Durante o anúncio do projeto de lei, o secretário municipal de Saúde, Diogo Ribeiro, ressaltou a relevância da oferta de vacinas.

“Acreditamos que a vacina é a única saída para essa pandemia. Nós estamos trabalhando duro para que o mais rápido possível ela chegue para todos os nova-limenses”, declarou.

O prefeito João Marcelo afirmou que a união de esforços dos poderes públicos será preponderante para as respostas mais rápidas e eficazes no combate à pandemia do novo coronavírus.

“Eu tenho certeza que a prefeitura e a Câmara dos Vereadores vão dar esse importante passo para o nosso município’, frisou.

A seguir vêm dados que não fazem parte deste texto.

PR #2688, opened 2025-02-26
OF-3026: State changes of LocalRoutingTable should happen under guard of a lock

guusdk:
This builds on the change in https://github.com/igniterealtime/Openfire/pull/2687 and introduces guards, when modifying state of LocalRoutingTable instances. The first commit in this PR is equal to that in #2687. The second commit in this PR is the relevant bit.

When modifications to a LocalRoutingTable is made, this should always happen under guard of a lock that also guards related changes to the corresponding cache.
    
This commit should reduce the possibility of state inconsistencies. It does so by re-using the Cache-sourced locks that were originally introduced by the changes for issue ENT-425.
    
In the past, we introduced deadlock potential by putting more operations under guard of a lock. From history, I don't think we ever attempted this change. Additionally, as the code that's now moved under guard of the pre-existing lock is not (intended to be) used by code outside of this package (the class has a corresponding access modified), this change should have minimal risks of introducing such a deadlock.

### DIFF
--- a/xmppserver/src/main/java/org/jivesoftware/openfire/spi/RoutingTableImpl.java
+++ b/xmppserver/src/main/java/org/jivesoftware/openfire/spi/RoutingTableImpl.java
@@ -202,9 +202,16 @@ public class RoutingTableImpl extends BasicModule implements RoutingTable, Clust
 
     private String serverName;
     private XMPPServer server;
+
+    // Modifications should be made only after obtained a lock from #usersSessionsCache
     private final LocalRoutingTable<LocalClientSession> localClientRoutingTable = new LocalRoutingTable<>();
+
+    // Modifications should be made only after obtained a lock from #serversCache
     private final LocalRoutingTable<LocalOutgoingServerSession> localServerRoutingTable = new LocalRoutingTable<>();
+
+    // Modifications should be made only after obtained a lock from #componentsCache
     private final LocalRoutingTable<RoutableChannelHandler> localComponentRoutingTable = new LocalRoutingTable<>(); // TODO see if the type can be made more specific.
+
     private RemotePacketRouter remotePacketRouter;
     private IQRouter iqRouter;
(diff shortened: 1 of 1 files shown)


guusdk:
Gemini review only the second commit in this PR please.

guusdk:
I've now merged #2687 and rebased this PR on top of that.

guusdk:
Gemini review

guusdk:
From the last two Gemini reviews, the 'code duplication' issue seems false. I've addressed the second issue, although it won't affect functionality.

I disagree with the Clarity of Lock usage: the existing comments explicitly state that the scope for the locks is a modification of the data structure.

The last two suggestions seem not important. The (very small) risk of applying the suggested change introducing unexpected side effects doesn't outweigh the (smaller) benefit that the changes would bring.

guusdk:
In the interest of reviewing the application of Gemini in our PRs, I'm leaving some (overly) details feedback on its operation in this PR.

I'm not sure how to weight the "I understand" comment from an AI. I doubt if it actually can evaluate my reasoning, and agree or disagree. Without that, a comment like "I understand" seems meaningless. Is this just window dressing?

The "I'm okay with moving forward" comment bugs me. It implies that Gemini is a gatekeeper. Although I know it's not, a comment like this may easily be misunderstood by third parties that it is. As a result, I fear that people will be putting in pointless hours pleasing an AI ("must avoid computer-says-no scenario!), while today, Gemini certainly has proven to be fallible.

I've not taken actions to please Gemini. Instead, I kept a record for other humans to reflect on. In that sense, the "I appreciate you taking the time..." has a strong uncanny valley characteristic. Why not say something along the lines of "Thanks for explaining your decisions"?

guusdk:
So it said that it agrees that "I appreciate you taking the time" is best replaced by something else, yet it started that agreement with that exact same sentence. :)

dwd (approved):

PR #2695, opened 2025-02-27
OF-3028: Netty threads from 'child' EventLoop should use Netty-default settings

guusdk:
As we're overriding the thread factories used for Netty EventLoops to change the names of threads, we've also changed the default configuration of threads used by Netty.

Netty's default configuration can be expected to be optimized for performance. Openfire should use a similar configuration.

In this commit, the configuration is reverted back to the default configuration that's used by Netty (based on `io.netty.util.concurrent.DefaultThreadFactory`).


guusdk:
@gemini-code-assist what aspects that could be improved for clarity and maintainability are you referring to?

akrherz (approved):

PR #2696, opened 2025-02-27
OF-2811: Must not block on eventloop

guusdk:
OF-2808 describes an issue in which a session that is resumed gets closed. This is caused by the asynchronous 'close' operation to execute 'connection close' listeners on a session that, in another thread, has already been resumed.

The fix for OF-2808 introduces a Latch, that causes a thread to block. If that thread is one of a Netty EventLoop, all processing stops (possibly leading to the latch never be released, as the connection close listeners cannot operate).

This commit reverts the change for OF-2808, and applies a new fix for that issue: disallow a session that's already in the process of being closed from resumed.

### DIFF
--- a/xmppserver/src/main/java/org/jivesoftware/openfire/streammanagement/StreamManager.java
+++ b/xmppserver/src/main/java/org/jivesoftware/openfire/streammanagement/StreamManager.java
@@ -350,6 +350,8 @@ public class StreamManager {
         // OF-2811: Cannot resume a session that's already closed. That session is likely busy firing its 'closeListeners'.
         if (route.isClosed()) {
             Log.debug("Not allowing a client of '{}' to resume a session, as the preexisting session is already in process of being closed.", fullJid);
+            sendError(new PacketError(PacketError.Condition.unexpected_request));
+            return;
         }
 
         // Previd identifies proper session. Now check SM status
--- a/xmppserver/src/main/java/org/jivesoftware/openfire/streammanagement/StreamManager.java
+++ b/xmppserver/src/main/java/org/jivesoftware/openfire/streammanagement/StreamManager.java
@@ -1,5 +1,5 @@
 /*
- * Copyright (C) 2017-2024 Ignite Realtime Foundation. All rights reserved.
+ * Copyright (C) 2017-2025 Ignite Realtime Foundation. All rights reserved.
  *
  * Licensed under the Apache License, Version 2.0 (the "License");
  * you may not use this file except in compliance with the License.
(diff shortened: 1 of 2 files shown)


guusdk:
Converting this to 'draft', as I've shot off this PR without even compiling, let alone testing this fix. Time constraints prevented me from doing so immediately. I did want to solicit feedback, which is why I raised the PR anyway.

@dwd as you are the author of Stream Management, can you please review the approach taken in this PR?

xmppserver/src/main/java/org/jivesoftware/openfire/streammanagement/StreamManager.java
```diff
@@ -346,6 +346,12 @@ private void startResume(String namespace, String previd, long h) {
             return;
         }
         Log.debug("Found existing session for '{}', checking status", fullJid);
+
+        // OF-2811: Cannot resume a session that's already closed. That session is likely busy firing its 'closeListeners'.
+        if (route.isClosed()) {
+            Log.debug("Not allowing a client of '{}' to resume a session, as the preexisting session is already in process of being closed.", fullJid);
```
dwd, line 352: Did you want to send an error and return here?

dwd (changes requested):

dwd:
Oh, you meant the XEP, right.

xmppserver/src/main/java/org/jivesoftware/openfire/streammanagement/StreamManager.java
guusdk: :facepalm:

guusdk:
I've thrown a bit of a load test against this. That occasionally gives me log warnings like this:

> 2025.02.27 20:20:42.980 WARN  [ForkJoinPool.commonPool-worker-8]: org.jivesoftware.openfire.spi.RoutingTableImpl - Client route not found for route test3@example.org, while user session still exists, Current content of users cache: {test3@example.org/res15=ClientRoute{nodeID=71ccbc28-1be9-44ab-9cfe-98c7a8ba626c, available=true}, test10@example.org/res17=ClientRoute{nodeID=71ccbc28-1be9-44ab-9cfe-98c7a8ba626c, available=true}, test1@example.org/res10=ClientRoute{nodeID=71ccbc28-1be9-44ab-9cfe-98c7a8ba626c, available=true}}. Current content of anonymous users cache: {}

guusdk:
I believe that those warnings that I found in the log are false positives. I've addressed this in OF-3029 / https://github.com/igniterealtime/Openfire/pull/2697

guusdk:
I've now marked this PR as 'ready for review', given that I've now had some time to test it myself.

PR #2699, opened 2025-03-01
OF-3031: Session's 'close' state no longer based on its backing connection

guusdk:
In the early days, a Session was always backed by a (socket) connection. When the connection was closed, so was the session, and vice versa.

With Stream Management, this no longer is the case. A session can remain unclosed (detached) while its connection is closed.

This commit changes the behavior of `LocalSession#isClosed()` to be based on the session's `status` field, and no longer on the connection's connectivity state.

### DIFF
--- a/xmppserver/src/main/java/org/jivesoftware/openfire/session/LocalSession.java
+++ b/xmppserver/src/main/java/org/jivesoftware/openfire/session/LocalSession.java
@@ -1,5 +1,5 @@
 /*
- * Copyright (C) 2004-2009 Jive Software, 2017-2024 Ignite Realtime Foundation. All rights reserved.
+ * Copyright (C) 2004-2009 Jive Software, 2017-2025 Ignite Realtime Foundation. All rights reserved.
  *
  * Licensed under the Apache License, Version 2.0 (the "License");
  * you may not use this file except in compliance with the License.
@@ -500,13 +500,6 @@ public abstract class LocalSession implements Session {
         return Optional.ofNullable(conn)
                 .map(Connection::getPeerCertificates)
                 .orElse(new Certificate[0]);
-    }
-
-    @Override
-    public boolean isClosed() {
-        return Optional.ofNullable(conn)
-                .map(Connection::isClosed)
-                .orElse(Boolean.TRUE);
     }
 
     @Override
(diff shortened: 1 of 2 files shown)


guusdk:
Here be dragons. I fear that, although probably 'more correct', this change may upset a delicate balance of how sessions are being disconnected/reconnected.

akrherz (approved):

Fishbowler (approved):
This looks like a rational change, given SM, but understand your concerns about reach.

I think you're only gonna get this through dogfooding.

Minor nit: Should this update the javadocs in Session.java to remove the connection references there?

xmppserver/src/main/java/org/jivesoftware/openfire/session/LocalSession.java
```diff
@@ -502,11 +503,16 @@ public Certificate[] getPeerCertificates() {
...
+    // TODO: Remove this override. The override (and the boolean property) serves as a emergency fallback for the change in OF-3031 and _should not_ be needed. It should be desirable to use #getStatus() only.
     @Override
     public boolean isClosed() {
-        return Optional.ofNullable(conn)
+        if (JiveGlobals.getBooleanProperty("xmpp.session.isclose.connectionbased", false)) {
+            return Optional.ofNullable(conn)
                 .map(Connection::isClosed)
                 .orElse(Boolean.TRUE);
+        } else {
+            return getStatus() == Status.CLOSED;
```
dwd, line 514: super.isClosed(), perhaps?

dwd (approved):
I agree this is correct and will need manual testing and deployment experience.

My concerns were that there might be code relying on the old behaviour in the '198 resume case, but that doesn't appear to be the case.

However, SessionManager::isActiveRoute does seem to rely on isClosed to be false in order to then call session.validate(), which "verifies the connection is still live". Can you check this one before merging?

The other callers of isClosed() all seem to be OK - in fact in some cases they look distinctly improved by this change. (For example, PEPService line 342 in sendNotification).

xmppserver/src/main/java/org/jivesoftware/openfire/session/LocalSession.java
guusdk: I don't think that works with default methods on interfaces.

guusdk:
> Should this update the javadocs in Session.java to remove the connection references there?

I've now pushed a commit that updates the Javadoc to better distinguish between 'session' and 'connection'.

guusdk:
> However, SessionManager::isActiveRoute does seem to rely on isClosed to be false in order to then call session.validate(), which "verifies the connection is still live". Can you check this one before merging?

For context: nothing in Openfire itself calls `SessionManager::isActiveRoute` (but plugins may).

It's hard to reason about this. This arguably is an improvement? If the _session_ is closed, then doing a validate/keepalive on the connection is undesirable (as the session's state has already been marked as being closed, which is not recoverable afaik). Hand-wavy: this method could now (but currently doesn't) check if _any_ underlying connection mechanism is still viable.

PR #2702, opened 2025-03-02
OF-3036: Improve log message when remote domain is unreachable

guusdk:
This drops the stack trace, and changes the log message in such a way that it's more descriptive to an admin.

### DIFF
--- a/xmppserver/src/main/java/org/jivesoftware/openfire/session/LocalOutgoingServerSession.java
+++ b/xmppserver/src/main/java/org/jivesoftware/openfire/session/LocalOutgoingServerSession.java
@@ -1,5 +1,5 @@
 /*
- * Copyright (C) 2005-2008 Jive Software, 2016-2023 Ignite Realtime Foundation. All rights reserved.
+ * Copyright (C) 2005-2008 Jive Software, 2016-2025 Ignite Realtime Foundation. All rights reserved.
  *
  * Licensed under the Apache License, Version 2.0 (the "License");
  * you may not use this file except in compliance with the License.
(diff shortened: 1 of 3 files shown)


xmppserver/src/main/java/org/jivesoftware/openfire/session/LocalOutgoingServerSession.java
```diff
@@ -261,6 +262,11 @@ static LocalOutgoingServerSession createOutgoingSession(@Nonnull final DomainPai
             // Wait for the future to give us a session...
             // Set a read timeout so that we don't keep waiting forever
             return (LocalOutgoingServerSession) sessionInitialiser.init(listener).get(INITIALISE_TIMEOUT_SECONDS.getValue().getSeconds(), TimeUnit.SECONDS);
+        } catch (NetworkEntityUnreachableException e) {
+            Log.warn("Cannot connect to XMPP domain '{}' (from '{}'): Unable to create a socket connection to a host that associated " +
+                "to the domain. This is typically caused by an outage (the remote server may be turned off) or a network configuration " +
+                "issue (eg: missing or invalid DNS records, restrictive firewalls, etc.).", domainPair.getRemote(), domainPair.getLocal());
```
akrherz, line 268: Hmmm, if the problem is actually a "missing or invalid DNS records", then that should be reported as the problem.  Why is this being speculated?  From Openfire's side, it is or it isn't, right?

guusdk: At this point in the code, we lost the exact cause of the problem. Also, I expect that there's a lot of grey area here. What if there _are_ DNS records, but not one for the actual server that's used? What if when there _is_ an A or AAAA record, but not a SRV record. If connection is failing, it's hard to deduce if that SRV record would've made a difference.

guusdk:
I've raised https://igniterealtime.atlassian.net/browse/OF-3037 for more improvements around S2S unreachability issues.

PR #2716, opened 2025-03-12
CI: add DB2 support to database update test

guusdk:
Based on a Docker image that's documented in https://www.ibm.com/docs/en/db2/12.1?topic=system-linux

This is unlikely to be functional, as I don't think it is properly loading the 'old' database scripts. Creating a PR in the hope that someone smarter than me can fix this.

I suspect that this won't even run, as Openfire might not ship with a DB2 JDBC driver (see https://www.ibm.com/docs/en/db2-big-sql/6.0?topic=drivers-jdbc-driver )


.github/workflows/continuous-integration-workflow.yml
```diff
@@ -450,6 +450,89 @@ jobs:
...
+      - name: Start database server with an empty database
+        run: |
+          mkdir olddb
+          echo 'CREATE TABLE imready AS (SELECT 1);' > $GITHUB_WORKSPACE/olddb/ZZZ-signal-ready.sql
+          docker compose -f ./build/ci/compose/db2.yml up --detach
+      - name: Execute Openfire's database install script
+        run: |
+          pushd ./build/ci/updater
+          ./mvnw package
+          java -jar ./target/updaterunner-1.0.0-jar-with-dependencies.jar
```
Fishbowler, line 490: The -with-dependencies suffix is failing the build right now

guusdk: Ah, that was replaced by the Maven exec plugin for other databases. I forgot to change that for the DB2 branch, which was developed in parallel with the changes for other databases.

I've applied the same change to DB2 now.

guusdk:
I suspect that at least two problems still exist:
- The DB2 docker image takes many minutes to become available, yet this test fails in approximately 90 seconds. This may suggest that the docker health check isn't working as intended
- I suspect that the provisioning of the DB2 database (with the `isready` table and/or the older Openfire database structure) isn't happening.

PR #2720, opened 2025-03-15
OF-2786: Openfire to use system-defined preferences for IPv6 over IPv4

stokito:
Split from https://github.com/igniterealtime/Openfire/pull/2563 to simplify of review.

This change is the openfire.init.d is same as was made in 30b4a176 for openfire.sh

> When establishing an outbound connection, Openfire now prefers the IP family as defined by the order in which the operating system returns addresses.

The Debian init script makes almost the same as the `openfire.sh` so they should be synced until the SystemD migration.

CC @guusdk


Fishbowler (approved):
Not tested anything, but ... Yep. This matches :)

guusdk:
Thanks!

PR #2721, opened 2025-03-15
OF-2542 fix: admin console setup page: check JRE version

stokito:
Split from #2563 to simplify of review.

Fixed a bug that I had on `23-ea` OpenJDK version.
Use [Runtime.version()](https://docs.oracle.com/javase/9/docs/api/java/lang/Runtime.Version.html) to compare JRE version. It works correctly now.

### DIFF
--- a/xmppserver/src/main/webapp/setup/index.jsp
+++ b/xmppserver/src/main/webapp/setup/index.jsp
@@ -43,12 +43,13 @@
     boolean openfireHomeExists = false;
     Path openfireHome = null;
 
-    // Check for JRE 1.8
+    // Check for min JRE requirement
+    int MIN_JAVA_VERSION = 11;
     try {
         String version = System.getProperty("java.version");
-        jreVersionCompatible = Integer.parseInt(version.split("\\.")[0]) >= 11;
+        jreVersionCompatible = Integer.parseInt(version.split("[-.]+")[0]) >= MIN_JAVA_VERSION;
     }
-    catch (Throwable t) {}
+    catch (Exception ignored) {}
     // Check for Servlet 2.3:
     try {
         Class c = ClassUtils.forName("javax.servlet.http.HttpSession");


xmppserver/src/main/webapp/setup/index.jsp
```diff
@@ -43,12 +43,9 @@
...
 
-    // Check for JRE 1.8
-    try {
-        String version = System.getProperty("java.version");
-        jreVersionCompatible = Integer.parseInt(version.split("\\.")[0]) >= 11;
-    }
-    catch (Throwable t) {}
+    // Check for min JRE requirement
+    Runtime.Version MIN_JAVA_VERSION = Runtime.Version.parse("11");
+    jreVersionCompatible = MIN_JAVA_VERSION.compareTo(Runtime.version()) <= 0;
```
Fishbowler, line 48: When a user runs Java 8, this will fail, since the Runtime API was introduced in Java 10.

I suspect other stuff will also fail in Java 8 too though... @guusdk ?

Fishbowler:
By that measure, why have the check at all?

Fishbowler:
So we should make sure it errors gracefully on Java 8?

guusdk:
That would be interesting: can we get to this page using JRE8? If so, then I believe that we should generate a 'proper' error message, rather than having an UnsupportedClassVersionError or something similar. As Openfire has been using Java 8 for years, I do suspect that a lot of people will still use Java 8 when installing Openfire. Let's give them a clear error condition, rather than a weird stack trace.

What was the original problem with `23-ea`? Maybe we can resolve that in a way that doesn't involve using API not available in Java 8?

akrherz:
This all seems very puzzling to me.

1. I would be surprised that you could to get to the referenced code when invoked from Java 8
2. I sort of agree with Fishbowler and wonder why this check exists at all?
3. Moreover, this check needs to reference something more global in scope than a magic number buried in a JSP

A Frente Nacional de Prefeitos (FNP) iniciou os entendimentos para o consórcio logo após o Supremo Tribunal Federal ter referendado a decisão, por unanimidade, em 24 de fevereiro de 2021, que deu aval aos municípios brasileiros para a aquisição das vacinas. No entendimento da suprema corte, as gestões municipais também possuem competência constitucional para aquisição e fornecimento de vacinas nos casos de descumprimento do Plano Nacional de Imunização pelo Governo Federal, ou insuficiência de doses para imunização da população brasileira.

Ainda nesse sentido, o Congresso Nacional aprovou, em 2 de março deste ano, o Projeto de Lei nº 534/2021, que autoriza a aquisição de vacinas pelos Municípios brasileiros.